Wer gut auf diese Zusatzstoffe verzichten kann, der findet vielleicht in der Bio-Abteilung das richtige Shampoo.

Richtiges Shampoo

Bei der Wahl des richtigen Shampoos kommt es auf den eigenen Haartyp an. Neigt man eher zu trockenem Haar, so sollte das Shampoo einen geringen Anteil an Tensiden enthalten. Fettiges Haar verträgt durchaus einen höheren Tensidgehalt.

Massage

Ein Pflegeschritt, der oft vergessen wird, ist die Kopfhautmassage. Egal ob unter der Dusche oder zwischendurch, durch eine Kopfhautmassage wird die Durchblutung der Kopfhaut angeregt. So können die Haarwurzeln besser arbeiten. Ein gutes Beispiel, wie das Angenehme mit dem Nützlichen verbunden werden kann.

Pflegende Spülungen

Die Möglichkeiten der Haarpflege sind natürlich nicht auf Haarshampoos begrenzt. Spülungen, Kuren, Haaröl und Hitzeschutzsprays stellen nur einen kleinen Teil der Möglichkeiten dar, seinem Haar Extra-Aufmerksamkeit zukommen zu lassen.

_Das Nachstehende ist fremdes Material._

Issue #569, opened 2025-03-11
`go-build` directory should still be cached if a cache hit occured.


kminehart:
**Description:**
the Go build cache, among many things, stores the test cache. I propose that, even in the event of a cache hit, we save the `go-build` directory so that the new test results and build cache can be saved.

**Justification:**
If the test cache does not get saved, then over a short period time, the cache that is saved will not be applicable. Saving the build cache even when there was a cache hit will result in less repeat test runs.

This could result in a much larger cache being stored. Maybe this should require a flag, like `cache-on-failure`?

**Are you willing to submit a PR?**

Yes!

mahabaleshwars:
Hi @kminehart,
Thank you for creating this feature request. We will investigate it and provide feedback as soon as we have some updates.

kminehart:
I realized now that this isn't possible to safely do with GitHub actions cache. depot.dev accomplishes this with [`GOCACHEPROG`](https://depot.dev/blog/go-remote-cache).

PR #570, opened 2025-03-11
Add the 'always-cache' option

kminehart:
**Description:**
The `always-cache` option will always update the cache, even in the event of a cache hit. This is particularly useful for larger projects with a lot of unit tests and a high volume of changes.

**Related issue:**
https://github.com/actions/setup-go/issues/569

**Check list:**


kminehart:
Ah. I just tested this and realized that this won't work; it will fail to save the cache with a key that already exists, and `@actions/cache` has no function to delete or overwrite a cache key.

PR #623, opened 2025-07-30
Fix line-endings in `package.json`

matthewhughes934:
Because I just spent far too much time trying to figure out why `npm install` added carriage returns to `package-lock.json` and then `git` would complain:

> warning: in the working copy of 'package-lock.json', CRLF will be
replaced by LF the next time Git touches it

This is simply the result of running:

    git add --renormalize package.json

Since the attributes on that file set line endings to simply `\n`:

    $ git check-attr -a package.json
    package.json: text: auto
    package.json: eol: lf


v-priyagupta108:
Thanks for raising this.

`package.json` has since been normalized to LF as part of #789, which is now merged, so this change is already in `main`. Closing as superseded.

Eine Spülung anschließend an die Haarwäsche dient dazu, die Schuppenschicht des Haares zu glätten.
Eine Haarkur sollte nur etwa einmal die Woche angewendet werden. Sie dient dazu, beanspruchtes Haar intensiv zu pflegen. Auch auf trockenem Haar können Pflegeprodukte angewandt werden. So kann zum Beispiel eine kleine Menge Haaröl (alternativ auch Olivenöl) in die Spitzen einmassiert werden, um sie mit einer Extraportion Feuchtigkeit zu versorgen.